BRIEF DESCRIPTION OF THE DRAWINGS

[0010] FIG. 1 is a perspective view of one type of surgical robotic system.

[0011] FIG. 2 shows a camera image display used to facilitate tool assignment.

DETAILED DESCRIPTION

[0012] This application describes use the laparoscopic camera to identify instruments and communicate that back to the surgeon console. Additionally, the method may allow for automatic assignment of the instrument to the manipulator arm via recognition of which side of the screen the instrument enters.

[0013] A control unit provided with the surgical system includes a processor able to execute programs or machine executable instructions stored in a computer-readable storage medium (which will be referred to herein as memory). Note that components referred to in the singular herein, including memory, processor, control unit etc. should be interpreted to mean one or more of such components. The control unit, among other things, generates movement commands for operating the robotic arms based on surgeon input received from the input devices at the surgeon console.

[0014] The memory includes computer readable instructions that are executed by the processor to perform the methods described herein. These include methods of using image input from the laparoscopic camera to identify and recognize eye tracking input in a sequence for assigning user input devices to selected surgical instruments via their shape, color (IR spectrum, visual or patterns), or markings (QR codes, etched or other laser markings, bar code) camera (detection of shapes, colors, markings).
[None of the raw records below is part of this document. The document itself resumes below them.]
Issue #486, opened 2016-12-02
Register "badges" in the disassembly view.


eteran:
If we look at x86dbg, it has a nice (and simple) feature that I think edb would benefit from having too in some form:

![x86dbg](http://x64dbg.com/img/slide3.png)

If we look at the left side of the interface here, there is a visual notation that `RDX` happens to point to that location.  I would like us to have something similar, but am imagining something slightly more compact. Something like this (rough mock up)

![register_tag](https://cloud.githubusercontent.com/assets/571477/20821205/afb350ca-b80e-11e6-81b0-b5e70095580f.png)

That would optionally go immediately to the left of where the addresses are displayed.

AaronOpfer:
Where should we position them? We could render them overlaying the most significant digits of the address and not lose much visual information (since the significant digits are repeated above and below the address). Or we could add some blank space to the left of the address field for this purpose.

eteran:
I am imagining thrm going in some extra space to the left of the breakpoints

AaronOpfer:
I saw that there's a RegisterViewModelBase class but I'm not very familiar with Qt's modeling features. It looks very concerned about presentation layer which might make it inappropriate for directly interacting with it.

eteran:
Actually, if you get an instance of an `IState` object, it has a `gp_register(size_t n)` method which should get a register by index.

AaronOpfer:
Oh, I didn't see that `Register::name()` existed. Maybe this won't be so bad.

PR #497, opened 2016-12-08
Reg badges

AaronOpfer:
This adds register badges as described in #486 

 * I look for both registers and the values pointed to by registers. The latter might not be very useful but I don't think it hurts anything.
 * If multiple registers point to the same place we append the strings together (badge says `eax, ebx`. this will definitely make us paint over the addresses, though. 
 * They are always white text on blue background. We should probably figure out how we can use the palette to make these badges themeable instead.
 * I changed the line1/line2/line3 resize code so that if the user moves the mouse quickly, instead of ignoring the resize, we resize to the minimum.

### DIFF
--- a/include/Configuration.h
+++ b/include/Configuration.h
@@ -89,6 +89,7 @@ public:
 
 	// disassembly tab
 	Syntax            syntax;
+	bool show_register_badges;
 	bool 			  syntax_highlighting_enabled;
 	bool              zeros_are_filling;
 	bool              uppercase_disassembly;
--- a/src/Configuration.cpp
+++ b/src/Configuration.cpp
@@ -116,6 +116,7 @@ void Configuration::read_settings() {
 	uppercase_disassembly = settings.value("disassembly.uppercase.enabled", false).value<bool>();
 	small_int_as_decimal  = settings.value("disassembly.small_int_as_decimal.enabled", false).value<bool>();
 	tab_between_mnemonic_and_operands=settings.value("disassembly.tab_between_mnemonic_and_operands.enabled", false).value<bool>();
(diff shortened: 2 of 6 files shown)


10110111:
My concern is that it's not possible to switch this off. As I've tried it, I usually just got some space eaten for nothing, since usually no registers have addresses visible on current page. Only sometimes these badges do appear, but again, IMO they are of not much use.

So I'd rather have an option to turn this off and reclaim the space.

AaronOpfer:
I agree that there probably should be an option to disable it. I'll take a look at how difficult that will be.

eteran:
Awesome! can you attach a screenshot of how it looks?

AaronOpfer:
image

image

eteran:
very cool. If you can make it toggleable as @10110111  suggested, I think it'll be ready to merge :-)

AaronOpfer:
I've added a config option. I've also squashed all the commits together.

The only thing I'm not happy about is that I can't listen to "config changed" events to determine if I can move l1, l2 and l3 to the left by 5 characters when users disable, and back again when users enable. I also have to hardcode the 5 character width in two different places, ideally I'd only have to hardcode it in one place. That's just how GUI code ends up going sometimes, though. It's not a big sin.

eteran:
I think that I created a configuration changed event at some point. Look to connect to `edb::v1::config()` `SIGNAL(settingsUpdated())`

eteran:
This looks good though, we can always improve it with further PRs. Merging!

eteran:
@10110111 BTW, just as an explanation of how I think this feature will be useful. I am thinking about how it could help in tracing self modifying code. Like self extracting archives and malware.

Either way, I am very happy with the state of this feature, as it can be toggled to the user's content. Customizing the UI is one of the strengths of edb :-D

[0015] In use, after an instrument has been positioned such that an image of its relevant features can be captured by the camera, the processor receives image data input based on the captured images of the instrument. The image may be captured outside the body or inside the body. It may be captured before or after the instrument is mounted to the robotic arm. Outside the body, an image of the end effector of the instrument may be captured before the instrument is inserted into the body using the laparoscopic camera or another camera located outside the body, or an image of a more proximal part of the instrument may be captured outside the body (regardless of whether the end effector has been inserted into the body) using the laparoscopic camera before that camera is positioned inside the body, or using an externally positioned camera. Inside the body, image capture for instrument recognition may be performed using the laparoscopic camera or auxiliary image sensors (which may be broadly referred to using the term camera) used for computer vision applications.

[0016] After receiving image data, the processor determines or derives information about the instrument using, for example, other information stored in the memory. This information can include a correlation of the image data (i.e. data relating to the instrument shape, etched markings, QR code, color etc.) to the instrument type and/or to specific instrument geometric properties or drive parameters for that instrument. The system may then control operation of the instrument using the appropriate drive parameters for the instrument type. The system may also automatically assign the instrument to one of the user input devices based on the determined instrument type. For example, if the surgical procedure to be performed is one to be carried out with an instrument of type 1 controlled by the user's right hand and an instrument of a second type, type 2, controlled by the user's left hand, the processor, upon receiving image data indicating that a type 1 instrument had been mounted to a surgical manipulator, may automatically assign that instrument to the right hand user input device. In another embodiment, different regions may be displayed on the visual display.

[0017] These regions could be used to automatically assign an instrument to the right/left user input device. An example of such an image display is shown in FIG. 2.